→ Data to process:

PR #919, opened 2025-03-29
fix(infra) fix a potential memory leak related to missing type for `orgAndCredentialsId`

dduportal:
This change aims at getting fixing the warning message below seen in our private controller pipeline outputs:

```
Did you forget the `def` keyword? infra seems to be setting a field named orgAndCredentialsId (to a value of type LinkedHashMap) which could lead to memory leaks or other issues.
```


MarkEWaite (approved):
Thanks!

PR #937, opened 2025-05-23
bump default java version to 21 in pipeline lib

clintonsteiner:


dduportal:
Hi @clintonsteiner what is the rationale behind this change? There are reasons why we use JDK17 on Windows.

→ Directions for this task:
Each line from the one containing "bump default java" down to the last line of the material above is to be transcribed exactly, with nothing else included.

→ Your solution:
bump default java version to 21 in pipeline lib

clintonsteiner:


dduportal:
Hi @clintonsteiner what is the rationale behind this change? There are reasons why we use JDK17 on Windows.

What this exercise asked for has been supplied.